### Requirement
All of the data needs to be printed again, exactly as written.
(Dataset)
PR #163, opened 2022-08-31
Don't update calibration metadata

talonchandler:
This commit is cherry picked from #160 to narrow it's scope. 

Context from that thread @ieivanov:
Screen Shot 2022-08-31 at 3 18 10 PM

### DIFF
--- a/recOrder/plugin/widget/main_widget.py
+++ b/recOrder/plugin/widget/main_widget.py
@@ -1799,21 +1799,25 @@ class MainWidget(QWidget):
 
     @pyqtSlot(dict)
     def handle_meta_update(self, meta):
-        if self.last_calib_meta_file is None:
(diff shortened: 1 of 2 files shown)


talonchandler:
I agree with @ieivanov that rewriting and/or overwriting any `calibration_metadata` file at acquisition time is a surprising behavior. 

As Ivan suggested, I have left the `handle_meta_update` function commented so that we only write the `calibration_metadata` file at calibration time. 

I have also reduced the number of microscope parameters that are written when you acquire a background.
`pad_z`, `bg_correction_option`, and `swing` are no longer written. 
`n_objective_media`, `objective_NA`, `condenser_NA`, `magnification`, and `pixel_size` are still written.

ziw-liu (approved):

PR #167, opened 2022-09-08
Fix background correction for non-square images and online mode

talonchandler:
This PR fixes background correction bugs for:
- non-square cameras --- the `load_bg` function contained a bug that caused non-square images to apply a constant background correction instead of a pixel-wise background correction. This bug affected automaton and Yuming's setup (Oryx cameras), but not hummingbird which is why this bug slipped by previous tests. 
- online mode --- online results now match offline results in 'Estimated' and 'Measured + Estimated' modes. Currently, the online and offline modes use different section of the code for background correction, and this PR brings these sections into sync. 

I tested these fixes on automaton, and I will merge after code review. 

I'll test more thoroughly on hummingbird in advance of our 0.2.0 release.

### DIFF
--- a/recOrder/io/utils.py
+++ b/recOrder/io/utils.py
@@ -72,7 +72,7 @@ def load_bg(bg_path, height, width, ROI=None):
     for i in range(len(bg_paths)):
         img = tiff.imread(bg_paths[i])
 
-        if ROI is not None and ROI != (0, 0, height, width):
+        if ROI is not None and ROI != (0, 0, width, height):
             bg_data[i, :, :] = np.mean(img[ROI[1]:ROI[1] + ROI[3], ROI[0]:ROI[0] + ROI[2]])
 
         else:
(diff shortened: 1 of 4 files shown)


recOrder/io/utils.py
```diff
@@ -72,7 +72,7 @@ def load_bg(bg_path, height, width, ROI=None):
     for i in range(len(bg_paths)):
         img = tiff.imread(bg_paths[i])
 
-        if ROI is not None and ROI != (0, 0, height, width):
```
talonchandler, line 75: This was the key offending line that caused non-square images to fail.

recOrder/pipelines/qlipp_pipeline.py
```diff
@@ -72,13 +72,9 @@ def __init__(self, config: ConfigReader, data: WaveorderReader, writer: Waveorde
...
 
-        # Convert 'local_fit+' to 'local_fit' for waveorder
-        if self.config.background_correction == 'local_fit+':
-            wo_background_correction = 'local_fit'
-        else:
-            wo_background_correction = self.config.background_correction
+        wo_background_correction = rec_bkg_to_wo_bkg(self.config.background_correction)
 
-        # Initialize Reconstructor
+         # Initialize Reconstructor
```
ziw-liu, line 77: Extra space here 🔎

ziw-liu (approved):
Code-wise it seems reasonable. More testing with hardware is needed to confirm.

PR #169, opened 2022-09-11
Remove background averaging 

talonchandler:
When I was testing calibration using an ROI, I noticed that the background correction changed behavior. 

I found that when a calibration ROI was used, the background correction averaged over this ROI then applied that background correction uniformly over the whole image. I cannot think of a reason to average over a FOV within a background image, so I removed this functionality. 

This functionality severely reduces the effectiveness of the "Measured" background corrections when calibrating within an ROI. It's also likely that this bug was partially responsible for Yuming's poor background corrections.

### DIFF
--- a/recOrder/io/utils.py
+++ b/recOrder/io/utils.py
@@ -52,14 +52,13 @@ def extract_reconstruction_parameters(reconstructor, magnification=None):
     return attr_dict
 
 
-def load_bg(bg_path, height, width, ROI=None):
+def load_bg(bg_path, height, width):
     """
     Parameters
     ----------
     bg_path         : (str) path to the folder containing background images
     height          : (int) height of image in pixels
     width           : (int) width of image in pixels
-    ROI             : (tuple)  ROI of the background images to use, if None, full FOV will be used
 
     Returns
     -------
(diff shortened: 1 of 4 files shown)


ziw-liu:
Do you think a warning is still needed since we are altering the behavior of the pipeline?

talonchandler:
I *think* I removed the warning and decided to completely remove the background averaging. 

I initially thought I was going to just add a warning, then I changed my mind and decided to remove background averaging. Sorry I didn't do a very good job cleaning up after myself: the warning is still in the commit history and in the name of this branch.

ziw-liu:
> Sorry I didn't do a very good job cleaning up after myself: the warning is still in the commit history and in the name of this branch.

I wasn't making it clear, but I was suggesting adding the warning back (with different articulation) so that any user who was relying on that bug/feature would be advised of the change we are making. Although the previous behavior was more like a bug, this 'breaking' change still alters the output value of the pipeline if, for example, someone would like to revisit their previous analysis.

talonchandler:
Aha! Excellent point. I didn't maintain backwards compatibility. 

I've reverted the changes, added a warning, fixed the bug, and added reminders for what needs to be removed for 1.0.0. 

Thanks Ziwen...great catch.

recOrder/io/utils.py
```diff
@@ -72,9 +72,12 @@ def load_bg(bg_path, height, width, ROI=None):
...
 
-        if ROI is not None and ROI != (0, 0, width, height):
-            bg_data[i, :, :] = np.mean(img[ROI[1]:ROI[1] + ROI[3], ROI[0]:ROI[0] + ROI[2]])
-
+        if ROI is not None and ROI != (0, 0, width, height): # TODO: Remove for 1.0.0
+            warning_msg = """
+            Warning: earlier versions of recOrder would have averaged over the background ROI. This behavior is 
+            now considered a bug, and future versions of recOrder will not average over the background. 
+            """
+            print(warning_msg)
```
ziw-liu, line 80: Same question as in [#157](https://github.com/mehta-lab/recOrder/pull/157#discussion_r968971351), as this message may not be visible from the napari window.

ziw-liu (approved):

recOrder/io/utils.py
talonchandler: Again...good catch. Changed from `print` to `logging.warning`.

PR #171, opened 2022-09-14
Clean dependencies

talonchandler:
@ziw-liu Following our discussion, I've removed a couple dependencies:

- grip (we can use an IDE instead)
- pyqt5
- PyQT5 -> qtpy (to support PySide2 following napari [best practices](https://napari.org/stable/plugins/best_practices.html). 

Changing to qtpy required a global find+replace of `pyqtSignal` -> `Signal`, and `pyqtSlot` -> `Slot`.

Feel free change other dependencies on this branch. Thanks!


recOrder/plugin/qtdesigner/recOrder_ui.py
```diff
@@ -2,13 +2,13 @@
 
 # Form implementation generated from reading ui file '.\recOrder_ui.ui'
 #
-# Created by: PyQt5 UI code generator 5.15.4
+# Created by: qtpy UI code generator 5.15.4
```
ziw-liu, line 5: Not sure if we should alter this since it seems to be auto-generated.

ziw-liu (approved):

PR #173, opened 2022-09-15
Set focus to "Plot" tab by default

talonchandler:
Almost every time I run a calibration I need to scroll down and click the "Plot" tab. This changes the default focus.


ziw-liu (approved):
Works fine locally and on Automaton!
(End Dataset)
### Solved problem
PR #163, opened 2022-08-31
Don't update calibration metadata

talonchandler:
This commit is cherry picked from #160 to narrow it's scope. 

Context from that thread @ieivanov:
Screen Shot 2022-08-31 at 3 18 10 PM

### DIFF
--- a/recOrder/plugin/widget/main_widget.py
+++ b/recOrder/plugin/widget/main_widget.py
@@ -1799,21 +1799,25 @@ class MainWidget(QWidget):
 
     @pyqtSlot(dict)
     def handle_meta_update(self, meta):
-        if self.last_calib_meta_file is None:
(diff shortened: 1 of 2 files shown)


talonchandler:
I agree with @ieivanov that rewriting and/or overwriting any `calibration_metadata` file at acquisition time is a surprising behavior. 

As Ivan suggested, I have left the `handle_meta_update` function commented so that we only write the `calibration_metadata` file at calibration time. 

I have also reduced the number of microscope parameters that are written when you acquire a background.
`pad_z`, `bg_correction_option`, and `swing` are no longer written. 
`n_objective_media`, `objective_NA`, `condenser_NA`, `magnification`, and `pixel_size` are still written.

ziw-liu (approved):

PR #167, opened 2022-09-08
Fix background correction for non-square images and online mode

talonchandler:
This PR fixes background correction bugs for:
- non-square cameras --- the `load_bg` function contained a bug that caused non-square images to apply a constant background correction instead of a pixel-wise background correction. This bug affected automaton and Yuming's setup (Oryx cameras), but not hummingbird which is why this bug slipped by previous tests. 
- online mode --- online results now match offline results in 'Estimated' and 'Measured + Estimated' modes. Currently, the online and offline modes use different section of the code for background correction, and this PR brings these sections into sync. 

I tested these fixes on automaton, and I will merge after code review. 

I'll test more thoroughly on hummingbird in advance of our 0.2.0 release.

### DIFF
--- a/recOrder/io/utils.py
+++ b/recOrder/io/utils.py
@@ -72,7 +72,7 @@ def load_bg(bg_path, height, width, ROI=None):
     for i in range(len(bg_paths)):
         img = tiff.imread(bg_paths[i])
 
-        if ROI is not None and ROI != (0, 0, height, width):
+        if ROI is not None and ROI != (0, 0, width, height):
             bg_data[i, :, :] = np.mean(img[ROI[1]:ROI[1] + ROI[3], ROI[0]:ROI[0] + ROI[2]])
 
         else:
(diff shortened: 1 of 4 files shown)


recOrder/io/utils.py
```diff
@@ -72,7 +72,7 @@ def load_bg(bg_path, height, width, ROI=None):
     for i in range(len(bg_paths)):
         img = tiff.imread(bg_paths[i])
 
-        if ROI is not None and ROI != (0, 0, height, width):
```
talonchandler, line 75: This was the key offending line that caused non-square images to fail.

recOrder/pipelines/qlipp_pipeline.py
```diff
@@ -72,13 +72,9 @@ def __init__(self, config: ConfigReader, data: WaveorderReader, writer: Waveorde
...
 
-        # Convert 'local_fit+' to 'local_fit' for waveorder
-        if self.config.background_correction == 'local_fit+':
-            wo_background_correction = 'local_fit'
-        else:
-            wo_background_correction = self.config.background_correction
+        wo_background_correction = rec_bkg_to_wo_bkg(self.config.background_correction)
 
-        # Initialize Reconstructor
+         # Initialize Reconstructor
```
ziw-liu, line 77: Extra space here 🔎

ziw-liu (approved):
Code-wise it seems reasonable. More testing with hardware is needed to confirm.

PR #169, opened 2022-09-11
Remove background averaging 

talonchandler:
When I was testing calibration using an ROI, I noticed that the background correction changed behavior. 

I found that when a calibration ROI was used, the background correction averaged over this ROI then applied that background correction uniformly over the whole image. I cannot think of a reason to average over a FOV within a background image, so I removed this functionality. 

This functionality severely reduces the effectiveness of the "Measured" background corrections when calibrating within an ROI. It's also likely that this bug was partially responsible for Yuming's poor background corrections.

### DIFF
--- a/recOrder/io/utils.py
+++ b/recOrder/io/utils.py
@@ -52,14 +52,13 @@ def extract_reconstruction_parameters(reconstructor, magnification=None):
     return attr_dict
 
 
-def load_bg(bg_path, height, width, ROI=None):
+def load_bg(bg_path, height, width):
     """
     Parameters
     ----------
     bg_path         : (str) path to the folder containing background images
     height          : (int) height of image in pixels
     width           : (int) width of image in pixels
-    ROI             : (tuple)  ROI of the background images to use, if None, full FOV will be used
 
     Returns
     -------
(diff shortened: 1 of 4 files shown)


ziw-liu:
Do you think a warning is still needed since we are altering the behavior of the pipeline?

talonchandler:
I *think* I removed the warning and decided to completely remove the background averaging. 

I initially thought I was going to just add a warning, then I changed my mind and decided to remove background averaging. Sorry I didn't do a very good job cleaning up after myself: the warning is still in the commit history and in the name of this branch.

ziw-liu:
> Sorry I didn't do a very good job cleaning up after myself: the warning is still in the commit history and in the name of this branch.

I wasn't making it clear, but I was suggesting adding the warning back (with different articulation) so that any user who was relying on that bug/feature would be advised of the change we are making. Although the previous behavior was more like a bug, this 'breaking' change still alters the output value of the pipeline if, for example, someone would like to revisit their previous analysis.

talonchandler:
Aha! Excellent point. I didn't maintain backwards compatibility. 

I've reverted the changes, added a warning, fixed the bug, and added reminders for what needs to be removed for 1.0.0. 

Thanks Ziwen...great catch.

recOrder/io/utils.py
```diff
@@ -72,9 +72,12 @@ def load_bg(bg_path, height, width, ROI=None):
...
 
-        if ROI is not None and ROI != (0, 0, width, height):
-            bg_data[i, :, :] = np.mean(img[ROI[1]:ROI[1] + ROI[3], ROI[0]:ROI[0] + ROI[2]])
-
+        if ROI is not None and ROI != (0, 0, width, height): # TODO: Remove for 1.0.0
+            warning_msg = """
+            Warning: earlier versions of recOrder would have averaged over the background ROI. This behavior is 
+            now considered a bug, and future versions of recOrder will not average over the background. 
+            """
+            print(warning_msg)
```
ziw-liu, line 80: Same question as in [#157](https://github.com/mehta-lab/recOrder/pull/157#discussion_r968971351), as this message may not be visible from the napari window.

ziw-liu (approved):

recOrder/io/utils.py
talonchandler: Again...good catch. Changed from `print` to `logging.warning`.

PR #171, opened 2022-09-14
Clean dependencies

talonchandler:
@ziw-liu Following our discussion, I've removed a couple dependencies:

- grip (we can use an IDE instead)
- pyqt5
- PyQT5 -> qtpy (to support PySide2 following napari [best practices](https://napari.org/stable/plugins/best_practices.html). 

Changing to qtpy required a global find+replace of `pyqtSignal` -> `Signal`, and `pyqtSlot` -> `Slot`.

Feel free change other dependencies on this branch. Thanks!


recOrder/plugin/qtdesigner/recOrder_ui.py
```diff
@@ -2,13 +2,13 @@
 
 # Form implementation generated from reading ui file '.\recOrder_ui.ui'
 #
-# Created by: PyQt5 UI code generator 5.15.4
+# Created by: qtpy UI code generator 5.15.4
```
ziw-liu, line 5: Not sure if we should alter this since it seems to be auto-generated.

ziw-liu (approved):

PR #173, opened 2022-09-15
Set focus to "Plot" tab by default

talonchandler:
Almost every time I run a calibration I need to scroll down and click the "Plot" tab. This changes the default focus.


ziw-liu (approved):
Works fine locally and on Automaton!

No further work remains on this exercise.